La spécialiste des prêts hypothécaires ne se souvient pas d’avoir communiqué à l’épouse les renseignements concernant la marge de crédit et le compte de carte de crédit du plaignant. Elle soutient qu’elle n’en aurait pas parlé tellement les soldes étaient négligeables.

La banque reconnaît que son employée a communiqué par erreur et de façon inappropriée le rapport de solvabilité du père du plaignant. Pour ce qui est des renseignements personnels du plaignant, la banque soutient que ce dernier a implicitement consenti à ce que l’employée discute de ses renseignements de solvabilité avec son épouse.

Selon la banque, un spécialiste des prêts hypothécaires commence généralement par discuter avec les demandeurs conjoints pour les aviser, entre autres, qu’il sera nécessaire de discuter des actifs et des dettes de chacun. Si l’une des parties présente une objection, le spécialiste offre des options. Par exemple, il peut s’entretenir individuellement avec chacun des conjoints pour discuter de ses dettes et de ses actifs, ou proposer une demande de prêt hypothécaire à un seul demandeur. Si aucune des parties ne s’oppose, la banque considère qu’il est raisonnable de poursuivre en se fondant sur le consentement implicite à la communication.

Dans ce cas précis, la banque a dit croire que chacun des débiteurs hypothécaires avait implicitement accepté de discuter de sa situation financière en présence de l’autre.

Nous avons toutefois conclu que la banque n’avait pas fait un effort raisonnable pour s’assurer que chacun des membres du couple comprenne à quelles fins ses renseignements financiers seraient communiqués à l’autre au moment de la présentation d’une demande d’emprunt hypothécaire conjoint. La spécialiste n’a pas suivi la procédure habituelle de la banque, qui consiste à aviser les demandeurs d’un prêt hypothécaire conjoint qu’il sera nécessaire de discuter des actifs et des dettes de chacun.

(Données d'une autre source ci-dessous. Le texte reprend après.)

PR #887, opened 2024-11-28
Download CEF binaries to `~/.cache`

noituri:
Most of the CEF build time is spent on actually downloading CEF itself which happens every time `OUT_DIR` changes. I moved the default `cef_root` to `~/.cache` which helps with the recompilation a lot (less than 1s).


wkozyra95 (approved):
Not sure if it matters for the cache specifically, but I would use tools like https://github.com/dirs-dev/dirs-rs to find directories like that on a specific system.

PR #889, opened 2024-11-29
Move OPUS decoder buffer to heap

wkozyra95:
Not sure if it related to Rust update, but audio decoder is failing for me on master. Moving OPUS buffer to heap seems to fix it

### DIFF
--- a/build_tools/nix/flake.lock
+++ b/build_tools/nix/flake.lock
@@ -5,11 +5,11 @@
         "nixpkgs-lib": "nixpkgs-lib"
       },
       "locked": {
-        "lastModified": 1722555600,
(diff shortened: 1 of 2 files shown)


build_tools/nix/flake.lock
```diff
@@ -5,11 +5,11 @@
         "nixpkgs-lib": "nixpkgs-lib"
       },
       "locked": {
-        "lastModified": 1722555600,
```
wkozyra95, line 8: updates rust from 1.79 to 1.82

WojciechBarczynski:
Have you tested it? Tests with audio don't work

wkozyra95:
> Have you tested it? Tests with audio don't work

yes, I'll look into that

PR #890, opened 2024-12-06
Return duration of an Mp4 when possible + fix `loop` option

wkozyra95:


compositor_pipeline/src/pipeline/input/mp4.rs
```diff
@@ -89,72 +87,312 @@ impl Mp4 {
...
+                        audio_track =
+                            Some(TrackProvider::Value(audio_thread.unwrap().join().unwrap()));
+                        should_close.store(true, Ordering::Relaxed);
+                        if let Some(video_thread) = video_thread {
+                            video_track = Some(TrackProvider::Handle(video_thread));
+                        }
+                    }
+                }
+                if has_audio {
+                    offset = Duration::from_nanos(last_audio_sample_pts.load(Ordering::Relaxed));
```
wkozyra95, line 314: If an audio track is present use it specifically. Using lasdt video sample or last sample in general is leading to audio artifacts on the start of a new track

compositor_pipeline/src/pipeline/input/mp4/reader.rs
```diff
@@ -0,0 +1,245 @@
...
+
+            data.freeze()
+        };
+
+        Some(Track {
+            sample_unpacker: Box::new(sample_unpacker),
+            sample_count: track.sample_count(),
+            timescale: track.timescale(),
+            track_id,
+            duration: track.duration(),
```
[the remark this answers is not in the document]
jerzywilczek: The duration of the reader is calculated from a part of the mp4, which contains "overall information which is media-independent, and relevant to the entire presentation considered as a whole", and the duration of the track is specific to the track. Not sure which one we should use either. Maybe the reader duration should theoretically be used when looping the mp4, but I don't think it's worth changing the looping code to use it instead.

jerzywilczek (approved):
Looks good

compositor_pipeline/src/pipeline/input/mp4.rs
wkozyra95: buffers between queue<->decoder and decoder-input are in chunks, if chunks (or frame/sample batches) do not represent similar duration then timestamps for audio and video here can differ significantly. 

For mp4 (15 fps) I tested, audio processing was behind the video by over 2 seconds, because the buffer can fit a lot more video at low fps.

2 address that we would have to use channels between elements that have sized based on media duration instead.

jerzywilczek: oh, that makes a lot of sense.

WojciechBarczynski (commented):
LGTM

De toute façon, même si la spécialiste croyait que chacun des demandeurs avait implicitement consenti à ce que ses renseignements financiers soient communiqués à l’autre, le fait que l’épouse ne connaisse manifestement pas la situation financière de son époux aurait dû lui faire comprendre que la présomption de consentement implicite n’était plus raisonnable ou appropriée. L’employée de la banque aurait minimalement dû clarifier la situation avant de communiquer d’autres renseignements. Après l’enquête, le Commissariat est plutôt d’avis que la spécialiste a bel et bien divulgué les renseignements personnels du plaignant à son épouse.

Dans ses conclusions antérieures, le Commissariat a maintes fois reconnu le bien‑fondé du principe selon lequel les renseignements personnels ne doivent pas être communiqués aux conjoints sans leur consentement. Il a établi une norme de notification élevée à cet égard.

En résumé, la banque n’a pas établi, sur une base raisonnable, que le consentement du client avait été obtenu. Elle ne bénéficiait donc pas d’un consentement valable pour communiquer les renseignements personnels de ce dernier à son épouse.

Toutefois, l’incident en question découle d’une erreur ponctuelle d’une employée. La banque a réagi adéquatement et a adopté des pratiques raisonnables pour protéger les renseignements financiers des demandeurs d’un prêt hypothécaire conjoint.

Conclusion

Par conséquent, la commissaire adjointe a conclu que la plainte était fondée et résolue.